AnimeDL-2M: Million-Scale AI-Generated Anime Image Detection and Localization in Diffusion Era

TL;DR

AnimeDL-2M tackles the lack of anime-focused IMDL benchmarks by introducing a million-scale dataset with real, edited, and AI-generated anime images and rich annotations. It proposes AniXplore, a domain-tailored IMDL model that fuses texture- and semantics-based features to improve localization and detection in anime imagery. Across extensive experiments, AniXplore outperforms six SOTA methods and demonstrates strong generalization in detection, with ablations highlighting the value of frequency features, dual-branch fusion, and adaptive loss balancing.
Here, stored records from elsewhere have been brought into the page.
PR #4947, opened 2025-11-05
feat(ethexe): Implement owned value handling

ByteNacked:
Resolves # .

-
-
-

@reviewer-or-team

The dataset and model jointly provide a practical resource for copyright protection and content moderation in AI-generated anime content, and they set the stage for future domain-specific research in AI-forensics of stylized media.

Abstract

Recent advances in image generation, particularly diffusion models, have significantly lowered the barrier for creating sophisticated forgeries, making image manipulation detection and localization (IMDL) increasingly challenging. While prior work in IMDL has focused largely on natural images, the anime domain remains underexplored-despite its growing vulnerability to AI-generated forgeries. Misrepresentations of AI-generated images as hand-drawn artwork, copyright violations, and inappropriate content modifications pose serious threats to the anime community and industry. To address this gap, we propose AnimeDL-2M, the first large-scale benchmark for anime IMDL with comprehensive annotations. It comprises over two million images including real, partially manipulated, and fully AI-generated samples. Experiments indicate that models trained on existing IMDL datasets of natural images perform poorly when applied to anime images, highlighting a clear domain gap between anime and natural images. To better handle IMDL tasks in anime domain, we further propose AniXplore, a novel model tailored to the visual characteristics of anime imagery. Extensive evaluations demonstrate that AniXplore achieves superior performance compared to existing methods. Dataset and code can be found in https://flytweety.github.io/AnimeDL2M/.

Paper Structure

This paper contains 29 sections, 5 equations, 4 figures, 7 tables.

Figures (4)

  • Figure 1: An overview of AnimeDL-2M's data construction pipeline and data example. Image perception component reads the image and outputs image caption as well as objects found in the image. Image segmentation component randomly picks one object and generates its mask for each image. Image generation component uses inpainting and text-to-image methods with 6 different models to create 6 fake images for each raw image. Captions, objects, mask labels, and editing methods serve as extra annotations.
  • Figure 2: Aesthetic distribution of real and synthetic anime images. Note that inpainted images have a similar distribution to real images.
  • Figure 3: Top30 subject distribution of AnimeDL2M dataset. It exhibits a diverse range of subjects which highlights the open-world nature of the dataset, making it suitable for training robust and generalized IMDL models.
  • Figure 4: Overview of AniXPlore, which consists of Mixed Feature Extractor, Dual-Perception Encoder, and Localization and Classification Predictor, using information from both local textures and global semantics for anime IMDL.